Could you count how many lines of the data include "looks" and answer with the number only?

BEGIN The data

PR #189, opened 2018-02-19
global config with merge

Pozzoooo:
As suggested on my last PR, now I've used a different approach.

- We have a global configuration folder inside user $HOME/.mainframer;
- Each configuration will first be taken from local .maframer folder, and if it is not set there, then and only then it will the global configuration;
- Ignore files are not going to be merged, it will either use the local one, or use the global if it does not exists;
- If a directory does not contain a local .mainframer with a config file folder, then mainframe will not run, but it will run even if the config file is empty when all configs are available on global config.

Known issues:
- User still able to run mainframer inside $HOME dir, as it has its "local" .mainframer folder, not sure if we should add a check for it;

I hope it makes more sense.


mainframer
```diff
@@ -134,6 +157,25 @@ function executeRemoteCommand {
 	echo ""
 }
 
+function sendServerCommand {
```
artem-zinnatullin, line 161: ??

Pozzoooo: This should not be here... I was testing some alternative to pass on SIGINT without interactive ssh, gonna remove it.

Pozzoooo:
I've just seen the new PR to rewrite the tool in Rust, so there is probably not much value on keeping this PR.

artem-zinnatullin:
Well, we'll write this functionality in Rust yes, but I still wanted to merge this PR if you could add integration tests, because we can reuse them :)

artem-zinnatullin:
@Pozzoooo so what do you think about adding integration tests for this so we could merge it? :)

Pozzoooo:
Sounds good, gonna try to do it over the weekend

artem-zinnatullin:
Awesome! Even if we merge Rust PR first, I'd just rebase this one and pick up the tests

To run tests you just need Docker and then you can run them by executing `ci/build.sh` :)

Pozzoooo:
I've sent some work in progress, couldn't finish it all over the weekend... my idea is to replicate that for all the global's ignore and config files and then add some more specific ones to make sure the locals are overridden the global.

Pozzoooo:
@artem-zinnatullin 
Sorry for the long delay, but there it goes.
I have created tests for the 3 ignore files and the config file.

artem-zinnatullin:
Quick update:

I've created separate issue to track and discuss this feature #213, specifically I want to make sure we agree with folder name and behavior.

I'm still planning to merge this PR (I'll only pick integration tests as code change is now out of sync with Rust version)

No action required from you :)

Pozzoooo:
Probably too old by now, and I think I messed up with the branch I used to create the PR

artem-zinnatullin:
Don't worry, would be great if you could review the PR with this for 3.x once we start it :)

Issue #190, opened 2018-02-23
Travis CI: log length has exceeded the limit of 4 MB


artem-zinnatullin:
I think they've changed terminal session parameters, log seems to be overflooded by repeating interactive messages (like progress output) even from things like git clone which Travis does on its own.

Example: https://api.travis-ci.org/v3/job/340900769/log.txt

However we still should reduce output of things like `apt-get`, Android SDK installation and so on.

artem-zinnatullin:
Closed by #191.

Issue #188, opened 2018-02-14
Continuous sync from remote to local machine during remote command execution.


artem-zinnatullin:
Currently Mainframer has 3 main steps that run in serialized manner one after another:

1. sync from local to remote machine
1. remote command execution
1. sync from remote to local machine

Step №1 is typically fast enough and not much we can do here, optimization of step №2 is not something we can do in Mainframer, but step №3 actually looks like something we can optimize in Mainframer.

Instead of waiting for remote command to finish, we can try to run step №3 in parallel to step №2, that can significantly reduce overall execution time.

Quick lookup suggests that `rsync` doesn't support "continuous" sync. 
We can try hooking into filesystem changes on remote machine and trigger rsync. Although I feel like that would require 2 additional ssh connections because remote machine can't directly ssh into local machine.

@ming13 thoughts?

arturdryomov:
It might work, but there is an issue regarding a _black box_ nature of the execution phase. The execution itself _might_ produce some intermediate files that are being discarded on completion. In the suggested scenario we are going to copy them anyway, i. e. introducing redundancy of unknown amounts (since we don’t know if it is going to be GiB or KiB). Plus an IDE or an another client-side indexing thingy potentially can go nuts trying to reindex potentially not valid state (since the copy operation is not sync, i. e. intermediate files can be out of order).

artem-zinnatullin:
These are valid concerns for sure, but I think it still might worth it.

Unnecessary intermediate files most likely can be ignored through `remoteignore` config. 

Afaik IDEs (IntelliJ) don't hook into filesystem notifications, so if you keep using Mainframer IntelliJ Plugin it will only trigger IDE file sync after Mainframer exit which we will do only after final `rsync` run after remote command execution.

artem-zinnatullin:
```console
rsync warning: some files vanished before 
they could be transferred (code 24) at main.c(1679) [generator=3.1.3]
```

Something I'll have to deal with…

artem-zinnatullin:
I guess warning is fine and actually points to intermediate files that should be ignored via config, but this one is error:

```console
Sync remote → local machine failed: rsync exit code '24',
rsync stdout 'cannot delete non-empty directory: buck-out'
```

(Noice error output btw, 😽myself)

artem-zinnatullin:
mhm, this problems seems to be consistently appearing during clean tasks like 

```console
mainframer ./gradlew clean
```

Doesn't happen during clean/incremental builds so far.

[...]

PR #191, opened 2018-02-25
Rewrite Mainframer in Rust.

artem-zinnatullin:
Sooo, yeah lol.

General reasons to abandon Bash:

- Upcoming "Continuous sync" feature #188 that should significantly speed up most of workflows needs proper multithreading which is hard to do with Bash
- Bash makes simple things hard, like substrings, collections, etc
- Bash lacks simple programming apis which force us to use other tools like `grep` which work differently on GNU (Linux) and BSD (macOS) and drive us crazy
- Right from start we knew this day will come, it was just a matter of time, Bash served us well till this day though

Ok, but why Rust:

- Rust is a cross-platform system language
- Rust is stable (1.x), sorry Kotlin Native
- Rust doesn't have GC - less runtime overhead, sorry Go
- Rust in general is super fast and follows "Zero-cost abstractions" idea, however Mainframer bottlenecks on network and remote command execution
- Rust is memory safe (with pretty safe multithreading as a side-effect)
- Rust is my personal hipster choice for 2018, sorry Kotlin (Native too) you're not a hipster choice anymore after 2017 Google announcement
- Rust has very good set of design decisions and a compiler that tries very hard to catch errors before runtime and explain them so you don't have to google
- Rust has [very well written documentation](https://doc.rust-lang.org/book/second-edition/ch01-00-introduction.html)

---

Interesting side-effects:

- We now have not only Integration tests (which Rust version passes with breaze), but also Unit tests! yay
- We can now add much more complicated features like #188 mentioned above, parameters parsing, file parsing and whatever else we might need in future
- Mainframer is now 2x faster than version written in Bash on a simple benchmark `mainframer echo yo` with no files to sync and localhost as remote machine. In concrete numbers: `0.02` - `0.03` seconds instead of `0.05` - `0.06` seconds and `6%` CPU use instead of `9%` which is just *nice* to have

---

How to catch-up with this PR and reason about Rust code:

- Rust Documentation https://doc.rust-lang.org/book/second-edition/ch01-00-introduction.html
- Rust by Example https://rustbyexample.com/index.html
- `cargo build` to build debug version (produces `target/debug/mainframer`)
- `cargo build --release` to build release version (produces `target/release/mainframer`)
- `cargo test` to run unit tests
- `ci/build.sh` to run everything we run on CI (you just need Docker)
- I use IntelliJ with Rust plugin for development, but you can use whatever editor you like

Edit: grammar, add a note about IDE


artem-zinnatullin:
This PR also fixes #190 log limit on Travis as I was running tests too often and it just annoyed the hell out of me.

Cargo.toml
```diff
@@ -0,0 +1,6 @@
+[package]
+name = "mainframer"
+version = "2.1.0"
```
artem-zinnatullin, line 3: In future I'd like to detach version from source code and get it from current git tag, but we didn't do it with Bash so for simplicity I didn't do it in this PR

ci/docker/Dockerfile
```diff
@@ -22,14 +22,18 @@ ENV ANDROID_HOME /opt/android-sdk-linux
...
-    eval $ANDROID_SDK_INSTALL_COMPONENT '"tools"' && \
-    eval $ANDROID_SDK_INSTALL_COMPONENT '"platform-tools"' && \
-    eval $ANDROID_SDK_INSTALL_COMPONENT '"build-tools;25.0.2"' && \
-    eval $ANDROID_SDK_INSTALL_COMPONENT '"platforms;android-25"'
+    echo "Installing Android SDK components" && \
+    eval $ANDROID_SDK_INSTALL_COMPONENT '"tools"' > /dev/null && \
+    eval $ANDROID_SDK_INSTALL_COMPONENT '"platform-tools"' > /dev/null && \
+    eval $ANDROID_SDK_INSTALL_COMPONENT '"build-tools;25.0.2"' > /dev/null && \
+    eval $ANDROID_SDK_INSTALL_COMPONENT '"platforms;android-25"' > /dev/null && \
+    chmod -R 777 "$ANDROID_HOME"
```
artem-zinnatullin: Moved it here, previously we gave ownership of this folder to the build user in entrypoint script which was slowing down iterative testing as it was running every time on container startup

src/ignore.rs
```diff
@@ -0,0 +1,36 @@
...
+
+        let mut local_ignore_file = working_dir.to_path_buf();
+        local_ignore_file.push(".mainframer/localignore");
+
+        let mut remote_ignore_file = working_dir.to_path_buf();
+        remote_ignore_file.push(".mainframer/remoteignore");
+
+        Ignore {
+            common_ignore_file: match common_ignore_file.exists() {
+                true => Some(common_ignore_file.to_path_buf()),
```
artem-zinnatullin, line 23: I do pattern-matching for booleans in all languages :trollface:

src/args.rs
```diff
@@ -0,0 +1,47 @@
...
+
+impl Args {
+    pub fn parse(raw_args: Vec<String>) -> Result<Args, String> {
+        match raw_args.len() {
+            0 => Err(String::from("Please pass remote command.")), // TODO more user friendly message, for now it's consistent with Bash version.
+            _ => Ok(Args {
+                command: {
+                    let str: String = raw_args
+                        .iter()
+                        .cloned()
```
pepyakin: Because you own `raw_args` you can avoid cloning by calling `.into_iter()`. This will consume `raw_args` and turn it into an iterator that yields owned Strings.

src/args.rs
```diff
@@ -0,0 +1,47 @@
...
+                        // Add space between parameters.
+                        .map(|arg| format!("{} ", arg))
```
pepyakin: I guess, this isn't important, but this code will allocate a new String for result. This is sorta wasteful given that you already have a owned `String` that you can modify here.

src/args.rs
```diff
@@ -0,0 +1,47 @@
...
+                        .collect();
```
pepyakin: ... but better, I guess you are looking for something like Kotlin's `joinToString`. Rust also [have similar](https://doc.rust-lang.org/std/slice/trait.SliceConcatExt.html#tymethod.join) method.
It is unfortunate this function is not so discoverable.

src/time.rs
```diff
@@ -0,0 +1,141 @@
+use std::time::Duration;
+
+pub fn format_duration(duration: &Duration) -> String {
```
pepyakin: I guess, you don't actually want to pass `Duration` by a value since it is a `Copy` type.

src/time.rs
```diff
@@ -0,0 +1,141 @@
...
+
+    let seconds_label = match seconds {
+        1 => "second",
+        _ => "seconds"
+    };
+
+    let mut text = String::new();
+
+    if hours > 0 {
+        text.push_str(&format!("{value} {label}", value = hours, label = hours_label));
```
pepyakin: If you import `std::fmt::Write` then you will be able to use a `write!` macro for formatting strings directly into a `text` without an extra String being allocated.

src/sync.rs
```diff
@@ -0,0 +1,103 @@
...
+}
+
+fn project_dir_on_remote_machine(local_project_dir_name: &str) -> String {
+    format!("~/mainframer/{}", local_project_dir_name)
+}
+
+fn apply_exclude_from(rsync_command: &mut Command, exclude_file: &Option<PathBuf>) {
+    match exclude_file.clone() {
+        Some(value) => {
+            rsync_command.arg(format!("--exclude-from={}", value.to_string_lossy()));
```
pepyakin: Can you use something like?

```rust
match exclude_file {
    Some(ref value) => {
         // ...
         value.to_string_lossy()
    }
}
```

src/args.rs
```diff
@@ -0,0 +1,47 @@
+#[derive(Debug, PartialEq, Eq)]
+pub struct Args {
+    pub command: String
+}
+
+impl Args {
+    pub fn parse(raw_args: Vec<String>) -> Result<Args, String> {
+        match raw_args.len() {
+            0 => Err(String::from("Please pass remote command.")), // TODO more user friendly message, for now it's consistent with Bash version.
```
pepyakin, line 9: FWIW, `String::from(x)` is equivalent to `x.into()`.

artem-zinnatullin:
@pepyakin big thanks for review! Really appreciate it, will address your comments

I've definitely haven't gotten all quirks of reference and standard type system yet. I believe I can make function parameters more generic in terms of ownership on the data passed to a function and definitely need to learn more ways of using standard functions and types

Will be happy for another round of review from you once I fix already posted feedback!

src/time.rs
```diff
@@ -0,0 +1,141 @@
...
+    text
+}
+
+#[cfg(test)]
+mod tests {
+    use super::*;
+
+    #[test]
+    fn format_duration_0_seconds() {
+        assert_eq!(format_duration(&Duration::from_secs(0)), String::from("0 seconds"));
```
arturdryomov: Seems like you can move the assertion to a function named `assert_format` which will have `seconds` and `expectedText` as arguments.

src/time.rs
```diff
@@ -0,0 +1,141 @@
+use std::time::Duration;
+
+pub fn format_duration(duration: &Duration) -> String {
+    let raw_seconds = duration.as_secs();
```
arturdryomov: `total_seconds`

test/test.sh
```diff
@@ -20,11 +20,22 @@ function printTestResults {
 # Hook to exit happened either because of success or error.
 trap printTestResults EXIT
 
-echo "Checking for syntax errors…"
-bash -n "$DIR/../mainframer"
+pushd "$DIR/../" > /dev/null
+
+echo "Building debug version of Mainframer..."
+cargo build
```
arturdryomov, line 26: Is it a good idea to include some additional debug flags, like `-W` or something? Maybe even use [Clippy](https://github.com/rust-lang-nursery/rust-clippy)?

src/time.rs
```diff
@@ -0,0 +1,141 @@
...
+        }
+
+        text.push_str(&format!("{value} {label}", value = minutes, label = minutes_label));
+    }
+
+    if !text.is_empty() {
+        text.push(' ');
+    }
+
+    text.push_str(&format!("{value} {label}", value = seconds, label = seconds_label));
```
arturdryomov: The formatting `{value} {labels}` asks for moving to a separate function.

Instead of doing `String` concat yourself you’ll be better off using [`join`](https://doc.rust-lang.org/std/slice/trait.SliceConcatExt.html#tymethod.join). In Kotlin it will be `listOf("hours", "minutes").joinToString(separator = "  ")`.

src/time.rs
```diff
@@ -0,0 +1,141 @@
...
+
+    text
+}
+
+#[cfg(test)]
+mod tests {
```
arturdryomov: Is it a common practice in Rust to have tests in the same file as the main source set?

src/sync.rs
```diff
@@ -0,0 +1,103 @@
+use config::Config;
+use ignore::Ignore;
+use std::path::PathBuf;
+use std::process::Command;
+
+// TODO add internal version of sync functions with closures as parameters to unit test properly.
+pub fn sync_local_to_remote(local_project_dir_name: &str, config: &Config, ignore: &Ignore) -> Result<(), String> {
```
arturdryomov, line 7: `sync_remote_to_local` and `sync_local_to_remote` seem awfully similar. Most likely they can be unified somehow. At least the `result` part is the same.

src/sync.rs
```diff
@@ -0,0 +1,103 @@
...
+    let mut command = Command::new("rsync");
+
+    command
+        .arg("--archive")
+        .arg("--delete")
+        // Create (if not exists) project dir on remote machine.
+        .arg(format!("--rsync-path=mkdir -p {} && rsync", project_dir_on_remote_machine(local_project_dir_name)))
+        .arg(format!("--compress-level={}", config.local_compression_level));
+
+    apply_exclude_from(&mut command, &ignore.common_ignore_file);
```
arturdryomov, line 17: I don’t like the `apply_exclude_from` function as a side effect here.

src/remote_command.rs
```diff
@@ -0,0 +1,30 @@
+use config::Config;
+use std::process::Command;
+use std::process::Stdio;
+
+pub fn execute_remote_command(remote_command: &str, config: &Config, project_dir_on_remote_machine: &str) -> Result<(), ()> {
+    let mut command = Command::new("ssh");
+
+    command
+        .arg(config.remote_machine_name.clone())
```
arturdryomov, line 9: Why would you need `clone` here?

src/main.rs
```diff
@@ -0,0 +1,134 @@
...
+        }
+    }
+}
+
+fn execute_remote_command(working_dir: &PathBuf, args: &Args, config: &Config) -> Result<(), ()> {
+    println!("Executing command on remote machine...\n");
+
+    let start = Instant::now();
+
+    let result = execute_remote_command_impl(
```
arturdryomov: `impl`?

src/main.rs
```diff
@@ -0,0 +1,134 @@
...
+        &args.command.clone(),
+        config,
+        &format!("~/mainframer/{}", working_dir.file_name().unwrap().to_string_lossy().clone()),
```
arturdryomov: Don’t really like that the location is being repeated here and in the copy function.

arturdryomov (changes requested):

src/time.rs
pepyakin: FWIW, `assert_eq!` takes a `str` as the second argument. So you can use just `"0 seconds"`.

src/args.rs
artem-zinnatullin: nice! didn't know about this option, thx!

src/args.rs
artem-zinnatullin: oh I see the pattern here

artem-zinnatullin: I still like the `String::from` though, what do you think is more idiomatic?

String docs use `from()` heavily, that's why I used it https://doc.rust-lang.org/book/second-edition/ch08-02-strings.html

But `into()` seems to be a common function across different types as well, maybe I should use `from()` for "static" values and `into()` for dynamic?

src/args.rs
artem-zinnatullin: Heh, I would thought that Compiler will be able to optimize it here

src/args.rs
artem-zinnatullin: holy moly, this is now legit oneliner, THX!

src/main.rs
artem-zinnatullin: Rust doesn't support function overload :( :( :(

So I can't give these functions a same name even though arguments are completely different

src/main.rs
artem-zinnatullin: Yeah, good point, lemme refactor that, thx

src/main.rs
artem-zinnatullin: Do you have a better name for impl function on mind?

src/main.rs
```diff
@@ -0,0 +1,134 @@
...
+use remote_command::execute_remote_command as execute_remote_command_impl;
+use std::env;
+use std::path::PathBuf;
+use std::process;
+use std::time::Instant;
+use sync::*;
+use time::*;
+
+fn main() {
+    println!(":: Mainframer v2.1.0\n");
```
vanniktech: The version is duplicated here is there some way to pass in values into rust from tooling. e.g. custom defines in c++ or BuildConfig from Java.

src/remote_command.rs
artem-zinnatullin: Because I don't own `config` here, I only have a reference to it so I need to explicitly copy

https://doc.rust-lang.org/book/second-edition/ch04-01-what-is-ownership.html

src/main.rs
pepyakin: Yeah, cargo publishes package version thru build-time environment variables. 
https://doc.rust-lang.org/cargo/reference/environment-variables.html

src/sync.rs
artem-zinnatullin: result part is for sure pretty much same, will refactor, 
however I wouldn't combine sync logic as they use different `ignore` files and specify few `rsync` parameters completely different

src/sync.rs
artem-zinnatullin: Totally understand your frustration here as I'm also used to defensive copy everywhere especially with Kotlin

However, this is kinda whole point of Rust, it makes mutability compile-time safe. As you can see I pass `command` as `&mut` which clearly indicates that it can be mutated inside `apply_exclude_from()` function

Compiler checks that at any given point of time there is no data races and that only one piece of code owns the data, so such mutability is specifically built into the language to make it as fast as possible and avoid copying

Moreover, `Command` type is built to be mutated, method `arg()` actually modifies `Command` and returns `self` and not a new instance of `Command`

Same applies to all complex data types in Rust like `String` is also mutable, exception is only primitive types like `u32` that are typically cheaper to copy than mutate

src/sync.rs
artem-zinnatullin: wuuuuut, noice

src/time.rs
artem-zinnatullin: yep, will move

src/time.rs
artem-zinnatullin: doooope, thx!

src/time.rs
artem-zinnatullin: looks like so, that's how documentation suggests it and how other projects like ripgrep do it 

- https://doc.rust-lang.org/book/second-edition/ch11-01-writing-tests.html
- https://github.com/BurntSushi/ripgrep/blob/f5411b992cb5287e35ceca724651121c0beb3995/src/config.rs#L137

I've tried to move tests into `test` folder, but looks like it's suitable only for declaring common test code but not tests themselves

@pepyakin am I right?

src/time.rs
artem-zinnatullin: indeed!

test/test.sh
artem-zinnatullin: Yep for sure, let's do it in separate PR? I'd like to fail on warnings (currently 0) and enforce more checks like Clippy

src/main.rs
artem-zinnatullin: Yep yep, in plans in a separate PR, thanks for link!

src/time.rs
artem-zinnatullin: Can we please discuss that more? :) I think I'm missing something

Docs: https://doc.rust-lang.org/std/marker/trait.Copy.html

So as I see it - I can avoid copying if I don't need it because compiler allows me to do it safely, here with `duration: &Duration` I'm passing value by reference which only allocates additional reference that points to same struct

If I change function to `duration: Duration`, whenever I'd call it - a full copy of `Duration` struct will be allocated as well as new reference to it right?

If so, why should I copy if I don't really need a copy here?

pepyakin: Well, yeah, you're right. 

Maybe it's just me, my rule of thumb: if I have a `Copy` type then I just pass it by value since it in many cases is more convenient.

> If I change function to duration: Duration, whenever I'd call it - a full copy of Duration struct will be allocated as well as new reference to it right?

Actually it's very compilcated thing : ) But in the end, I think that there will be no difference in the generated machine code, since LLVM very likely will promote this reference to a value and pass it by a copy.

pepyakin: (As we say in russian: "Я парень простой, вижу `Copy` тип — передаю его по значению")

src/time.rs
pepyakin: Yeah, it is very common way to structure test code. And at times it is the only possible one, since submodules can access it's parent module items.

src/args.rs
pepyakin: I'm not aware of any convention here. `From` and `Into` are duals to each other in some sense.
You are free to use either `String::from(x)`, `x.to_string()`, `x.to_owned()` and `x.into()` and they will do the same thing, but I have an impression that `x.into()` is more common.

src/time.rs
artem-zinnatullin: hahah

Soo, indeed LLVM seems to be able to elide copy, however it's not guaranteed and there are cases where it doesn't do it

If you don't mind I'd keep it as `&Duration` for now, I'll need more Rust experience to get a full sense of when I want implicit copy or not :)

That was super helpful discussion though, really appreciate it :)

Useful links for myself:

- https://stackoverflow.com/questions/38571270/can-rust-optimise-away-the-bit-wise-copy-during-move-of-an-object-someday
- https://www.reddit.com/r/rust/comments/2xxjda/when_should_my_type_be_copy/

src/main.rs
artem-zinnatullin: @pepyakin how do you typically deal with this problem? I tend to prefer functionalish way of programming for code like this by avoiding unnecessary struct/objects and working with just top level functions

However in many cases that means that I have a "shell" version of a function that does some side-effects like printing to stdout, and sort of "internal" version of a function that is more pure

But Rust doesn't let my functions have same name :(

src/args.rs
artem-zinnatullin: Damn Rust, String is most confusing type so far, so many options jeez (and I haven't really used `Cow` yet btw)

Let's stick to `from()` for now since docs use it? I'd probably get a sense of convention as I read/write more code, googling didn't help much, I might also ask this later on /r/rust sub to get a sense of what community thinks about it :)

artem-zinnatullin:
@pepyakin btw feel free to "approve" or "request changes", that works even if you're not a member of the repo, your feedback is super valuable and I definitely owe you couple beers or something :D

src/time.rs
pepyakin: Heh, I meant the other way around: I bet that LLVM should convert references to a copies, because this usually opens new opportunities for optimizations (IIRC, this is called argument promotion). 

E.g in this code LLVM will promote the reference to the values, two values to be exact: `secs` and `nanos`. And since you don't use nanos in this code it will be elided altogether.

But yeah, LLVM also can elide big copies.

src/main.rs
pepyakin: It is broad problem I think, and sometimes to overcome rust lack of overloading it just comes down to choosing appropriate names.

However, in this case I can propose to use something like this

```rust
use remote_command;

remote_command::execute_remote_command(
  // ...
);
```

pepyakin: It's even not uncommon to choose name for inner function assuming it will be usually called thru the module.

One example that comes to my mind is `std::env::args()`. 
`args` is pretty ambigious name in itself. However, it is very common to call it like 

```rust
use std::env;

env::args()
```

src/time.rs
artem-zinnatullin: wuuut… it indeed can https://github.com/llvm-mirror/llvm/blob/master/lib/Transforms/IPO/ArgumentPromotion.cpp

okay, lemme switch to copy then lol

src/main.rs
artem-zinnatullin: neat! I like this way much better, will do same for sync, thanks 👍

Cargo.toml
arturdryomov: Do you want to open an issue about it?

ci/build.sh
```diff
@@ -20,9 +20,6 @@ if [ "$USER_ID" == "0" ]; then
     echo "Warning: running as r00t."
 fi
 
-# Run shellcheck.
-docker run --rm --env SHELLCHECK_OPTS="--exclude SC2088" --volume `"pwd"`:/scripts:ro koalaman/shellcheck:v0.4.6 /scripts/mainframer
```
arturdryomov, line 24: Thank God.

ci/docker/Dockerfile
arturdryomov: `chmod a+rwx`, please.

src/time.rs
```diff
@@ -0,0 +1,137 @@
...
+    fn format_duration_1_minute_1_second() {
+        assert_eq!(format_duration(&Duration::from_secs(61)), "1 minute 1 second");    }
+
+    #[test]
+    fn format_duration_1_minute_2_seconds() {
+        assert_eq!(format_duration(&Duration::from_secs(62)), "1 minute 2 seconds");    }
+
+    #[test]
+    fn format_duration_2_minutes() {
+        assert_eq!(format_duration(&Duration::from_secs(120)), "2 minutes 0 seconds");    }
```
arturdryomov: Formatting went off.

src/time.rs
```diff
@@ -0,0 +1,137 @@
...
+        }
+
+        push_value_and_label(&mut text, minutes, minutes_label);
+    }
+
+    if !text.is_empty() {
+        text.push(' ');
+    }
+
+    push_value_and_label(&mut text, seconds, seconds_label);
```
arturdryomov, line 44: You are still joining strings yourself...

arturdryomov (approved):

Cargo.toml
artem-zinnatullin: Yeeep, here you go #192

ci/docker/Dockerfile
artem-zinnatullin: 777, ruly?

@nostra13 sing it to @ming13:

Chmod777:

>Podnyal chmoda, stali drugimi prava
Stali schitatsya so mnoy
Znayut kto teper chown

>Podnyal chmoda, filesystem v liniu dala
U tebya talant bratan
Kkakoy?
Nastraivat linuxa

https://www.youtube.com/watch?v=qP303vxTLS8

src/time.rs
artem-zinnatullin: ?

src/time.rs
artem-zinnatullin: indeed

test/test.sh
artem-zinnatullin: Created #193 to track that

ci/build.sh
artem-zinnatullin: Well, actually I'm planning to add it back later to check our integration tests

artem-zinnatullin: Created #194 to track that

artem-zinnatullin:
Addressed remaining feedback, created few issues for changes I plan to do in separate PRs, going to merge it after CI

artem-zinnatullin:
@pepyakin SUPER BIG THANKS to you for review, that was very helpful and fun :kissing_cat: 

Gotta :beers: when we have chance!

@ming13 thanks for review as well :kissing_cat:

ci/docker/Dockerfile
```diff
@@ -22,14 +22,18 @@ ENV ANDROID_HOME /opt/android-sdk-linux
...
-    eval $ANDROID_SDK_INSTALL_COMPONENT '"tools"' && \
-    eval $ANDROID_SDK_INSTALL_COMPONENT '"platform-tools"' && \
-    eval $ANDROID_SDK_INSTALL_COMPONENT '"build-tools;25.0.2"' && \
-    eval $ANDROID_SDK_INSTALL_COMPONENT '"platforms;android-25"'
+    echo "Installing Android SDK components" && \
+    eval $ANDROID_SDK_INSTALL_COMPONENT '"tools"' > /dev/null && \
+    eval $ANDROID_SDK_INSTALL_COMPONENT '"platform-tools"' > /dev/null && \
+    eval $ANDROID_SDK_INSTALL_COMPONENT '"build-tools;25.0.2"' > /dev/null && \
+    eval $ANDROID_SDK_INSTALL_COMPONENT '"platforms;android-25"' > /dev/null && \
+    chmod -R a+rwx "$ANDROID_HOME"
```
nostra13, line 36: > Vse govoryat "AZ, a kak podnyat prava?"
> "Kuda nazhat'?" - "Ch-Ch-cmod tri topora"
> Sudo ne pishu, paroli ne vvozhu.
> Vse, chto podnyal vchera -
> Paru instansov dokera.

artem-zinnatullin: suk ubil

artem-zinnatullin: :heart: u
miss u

END The data

Result
3